Saved entries:
<<<<

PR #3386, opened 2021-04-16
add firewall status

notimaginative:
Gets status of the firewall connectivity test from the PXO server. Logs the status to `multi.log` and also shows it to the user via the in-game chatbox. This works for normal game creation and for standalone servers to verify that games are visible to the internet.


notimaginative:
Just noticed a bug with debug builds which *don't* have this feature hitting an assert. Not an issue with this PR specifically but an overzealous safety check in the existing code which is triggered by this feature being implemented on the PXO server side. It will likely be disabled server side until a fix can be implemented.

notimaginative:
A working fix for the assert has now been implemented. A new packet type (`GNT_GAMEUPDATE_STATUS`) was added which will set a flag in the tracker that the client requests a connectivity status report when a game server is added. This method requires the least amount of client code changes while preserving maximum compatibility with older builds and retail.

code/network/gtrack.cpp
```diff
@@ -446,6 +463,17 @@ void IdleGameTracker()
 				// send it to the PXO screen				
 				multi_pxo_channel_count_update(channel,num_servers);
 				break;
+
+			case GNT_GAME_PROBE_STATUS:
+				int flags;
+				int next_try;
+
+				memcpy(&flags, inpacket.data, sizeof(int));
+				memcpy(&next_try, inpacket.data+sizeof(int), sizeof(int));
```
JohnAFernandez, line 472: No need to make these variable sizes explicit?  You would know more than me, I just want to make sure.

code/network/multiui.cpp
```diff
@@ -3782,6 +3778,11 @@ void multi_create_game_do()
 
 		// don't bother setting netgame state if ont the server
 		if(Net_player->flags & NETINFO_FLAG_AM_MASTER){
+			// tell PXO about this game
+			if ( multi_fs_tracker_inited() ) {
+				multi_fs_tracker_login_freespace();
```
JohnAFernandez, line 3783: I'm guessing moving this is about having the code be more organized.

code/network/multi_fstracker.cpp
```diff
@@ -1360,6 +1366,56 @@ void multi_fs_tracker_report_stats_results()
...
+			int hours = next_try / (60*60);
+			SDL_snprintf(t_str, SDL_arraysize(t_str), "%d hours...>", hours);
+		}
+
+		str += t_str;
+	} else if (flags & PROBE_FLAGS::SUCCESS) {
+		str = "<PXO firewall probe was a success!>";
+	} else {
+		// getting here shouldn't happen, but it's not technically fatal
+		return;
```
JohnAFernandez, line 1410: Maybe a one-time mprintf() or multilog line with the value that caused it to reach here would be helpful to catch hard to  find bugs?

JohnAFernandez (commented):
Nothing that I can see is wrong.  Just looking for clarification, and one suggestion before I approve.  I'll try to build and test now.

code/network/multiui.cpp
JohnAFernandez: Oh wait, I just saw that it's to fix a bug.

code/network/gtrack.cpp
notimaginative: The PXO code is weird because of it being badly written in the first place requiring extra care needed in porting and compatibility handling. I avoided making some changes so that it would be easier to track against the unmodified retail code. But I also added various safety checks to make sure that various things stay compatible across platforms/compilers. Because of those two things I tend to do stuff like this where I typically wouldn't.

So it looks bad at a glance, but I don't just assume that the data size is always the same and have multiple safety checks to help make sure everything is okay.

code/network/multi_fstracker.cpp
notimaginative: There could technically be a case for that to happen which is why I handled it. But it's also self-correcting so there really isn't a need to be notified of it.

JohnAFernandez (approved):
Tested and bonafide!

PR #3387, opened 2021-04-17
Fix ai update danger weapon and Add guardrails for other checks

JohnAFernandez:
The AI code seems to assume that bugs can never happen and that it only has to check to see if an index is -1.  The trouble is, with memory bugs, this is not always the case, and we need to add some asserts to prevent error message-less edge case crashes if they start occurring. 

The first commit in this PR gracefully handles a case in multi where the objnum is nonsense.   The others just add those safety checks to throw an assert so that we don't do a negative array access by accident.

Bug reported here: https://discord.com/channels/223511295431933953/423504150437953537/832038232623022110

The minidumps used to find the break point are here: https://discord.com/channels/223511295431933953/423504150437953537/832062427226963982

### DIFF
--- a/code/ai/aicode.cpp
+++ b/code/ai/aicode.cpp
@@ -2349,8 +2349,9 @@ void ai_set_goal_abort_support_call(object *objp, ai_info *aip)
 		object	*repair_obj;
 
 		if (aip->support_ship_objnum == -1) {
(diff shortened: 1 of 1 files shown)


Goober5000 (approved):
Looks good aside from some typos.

>>>>

→ Task requirements
Extract all lines from the data in which "case" is found.

→ Result for this exercise
+			case GNT_GAME_PROBE_STATUS:
notimaginative: There could technically be a case for that to happen which is why I handled it. But it's also self-correcting so there really isn't a need to be notified of it.
The AI code seems to assume that bugs can never happen and that it only has to check to see if an index is -1.  The trouble is, with memory bugs, this is not always the case, and we need to add some asserts to prevent error message-less edge case crashes if they start occurring. 
The first commit in this PR gracefully handles a case in multi where the objnum is nonsense.   The others just add those safety checks to throw an assert so that we don't do a negative array access by accident.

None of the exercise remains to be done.